Saved entries
*** Begin section ***
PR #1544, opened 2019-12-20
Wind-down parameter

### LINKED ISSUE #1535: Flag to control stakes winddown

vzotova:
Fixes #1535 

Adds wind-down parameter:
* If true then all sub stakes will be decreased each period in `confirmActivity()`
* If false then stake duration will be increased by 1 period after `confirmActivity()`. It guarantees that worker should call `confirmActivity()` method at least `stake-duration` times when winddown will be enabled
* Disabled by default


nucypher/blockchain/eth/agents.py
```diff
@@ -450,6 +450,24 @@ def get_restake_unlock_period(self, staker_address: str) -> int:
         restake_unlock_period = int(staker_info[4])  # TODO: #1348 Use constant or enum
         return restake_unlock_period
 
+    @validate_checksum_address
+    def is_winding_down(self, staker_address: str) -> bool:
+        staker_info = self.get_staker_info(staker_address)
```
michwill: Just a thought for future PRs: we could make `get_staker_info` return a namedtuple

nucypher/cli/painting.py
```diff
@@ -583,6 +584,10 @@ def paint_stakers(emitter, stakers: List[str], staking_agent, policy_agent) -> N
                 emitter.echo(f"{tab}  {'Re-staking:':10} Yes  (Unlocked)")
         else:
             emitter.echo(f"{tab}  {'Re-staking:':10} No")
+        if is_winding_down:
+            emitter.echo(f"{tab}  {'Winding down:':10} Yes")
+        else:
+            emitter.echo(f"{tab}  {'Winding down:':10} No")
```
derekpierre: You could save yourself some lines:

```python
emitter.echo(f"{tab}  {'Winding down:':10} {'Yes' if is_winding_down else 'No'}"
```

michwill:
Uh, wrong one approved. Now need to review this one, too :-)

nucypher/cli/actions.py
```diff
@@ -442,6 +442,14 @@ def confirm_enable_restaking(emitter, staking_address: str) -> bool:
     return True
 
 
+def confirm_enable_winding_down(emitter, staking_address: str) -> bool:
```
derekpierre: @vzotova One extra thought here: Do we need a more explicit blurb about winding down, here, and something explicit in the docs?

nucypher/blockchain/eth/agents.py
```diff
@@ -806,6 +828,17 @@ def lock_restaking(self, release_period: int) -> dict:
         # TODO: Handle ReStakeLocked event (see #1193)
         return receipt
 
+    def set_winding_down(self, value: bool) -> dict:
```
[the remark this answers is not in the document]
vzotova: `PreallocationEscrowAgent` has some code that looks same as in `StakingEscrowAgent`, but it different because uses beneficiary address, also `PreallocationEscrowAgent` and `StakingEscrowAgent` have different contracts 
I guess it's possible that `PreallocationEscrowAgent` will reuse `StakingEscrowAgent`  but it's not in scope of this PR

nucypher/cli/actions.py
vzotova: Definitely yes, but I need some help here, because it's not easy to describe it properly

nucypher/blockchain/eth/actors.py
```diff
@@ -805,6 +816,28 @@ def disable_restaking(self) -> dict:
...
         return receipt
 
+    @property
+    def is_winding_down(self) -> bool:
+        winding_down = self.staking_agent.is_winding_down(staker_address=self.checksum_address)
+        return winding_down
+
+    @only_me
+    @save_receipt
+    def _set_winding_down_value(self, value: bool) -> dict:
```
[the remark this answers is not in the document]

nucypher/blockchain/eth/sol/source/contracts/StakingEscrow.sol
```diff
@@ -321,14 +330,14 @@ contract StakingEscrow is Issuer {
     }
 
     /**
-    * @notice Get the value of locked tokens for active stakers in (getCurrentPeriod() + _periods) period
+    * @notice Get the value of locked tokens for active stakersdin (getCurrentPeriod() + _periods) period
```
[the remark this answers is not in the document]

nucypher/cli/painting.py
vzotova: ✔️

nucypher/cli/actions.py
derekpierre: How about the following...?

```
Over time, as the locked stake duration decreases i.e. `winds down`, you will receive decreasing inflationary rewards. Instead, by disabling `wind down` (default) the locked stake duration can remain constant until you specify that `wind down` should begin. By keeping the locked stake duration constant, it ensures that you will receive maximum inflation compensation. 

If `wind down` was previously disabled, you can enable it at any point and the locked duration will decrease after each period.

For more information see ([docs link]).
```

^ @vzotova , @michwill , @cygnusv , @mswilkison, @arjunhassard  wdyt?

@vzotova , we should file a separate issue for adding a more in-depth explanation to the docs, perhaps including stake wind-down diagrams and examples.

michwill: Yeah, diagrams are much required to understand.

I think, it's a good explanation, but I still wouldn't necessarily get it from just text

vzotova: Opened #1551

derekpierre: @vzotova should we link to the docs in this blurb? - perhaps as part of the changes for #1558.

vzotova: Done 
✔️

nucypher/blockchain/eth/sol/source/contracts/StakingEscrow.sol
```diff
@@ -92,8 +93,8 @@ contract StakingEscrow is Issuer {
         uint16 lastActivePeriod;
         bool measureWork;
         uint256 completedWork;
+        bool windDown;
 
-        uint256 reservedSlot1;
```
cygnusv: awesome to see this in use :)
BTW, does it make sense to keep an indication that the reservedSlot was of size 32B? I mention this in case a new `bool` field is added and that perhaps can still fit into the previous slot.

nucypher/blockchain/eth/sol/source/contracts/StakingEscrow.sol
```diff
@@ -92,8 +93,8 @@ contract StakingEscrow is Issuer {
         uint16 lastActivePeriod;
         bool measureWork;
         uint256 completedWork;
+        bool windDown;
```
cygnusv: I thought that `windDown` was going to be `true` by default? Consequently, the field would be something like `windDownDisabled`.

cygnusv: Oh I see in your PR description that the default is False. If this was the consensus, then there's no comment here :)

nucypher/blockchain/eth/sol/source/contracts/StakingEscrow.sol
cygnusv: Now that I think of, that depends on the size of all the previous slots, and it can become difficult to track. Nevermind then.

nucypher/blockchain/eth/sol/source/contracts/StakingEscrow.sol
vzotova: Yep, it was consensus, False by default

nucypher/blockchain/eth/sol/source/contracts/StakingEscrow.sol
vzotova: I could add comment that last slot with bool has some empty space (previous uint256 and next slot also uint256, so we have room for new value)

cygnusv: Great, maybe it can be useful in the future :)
*** End section ***
**What the task asks**
Would you please return all lines of the data that include the word "diagrams"?

**The answer**
@vzotova , we should file a separate issue for adding a more in-depth explanation to the docs, perhaps including stake wind-down diagrams and examples.
michwill: Yeah, diagrams are much required to understand.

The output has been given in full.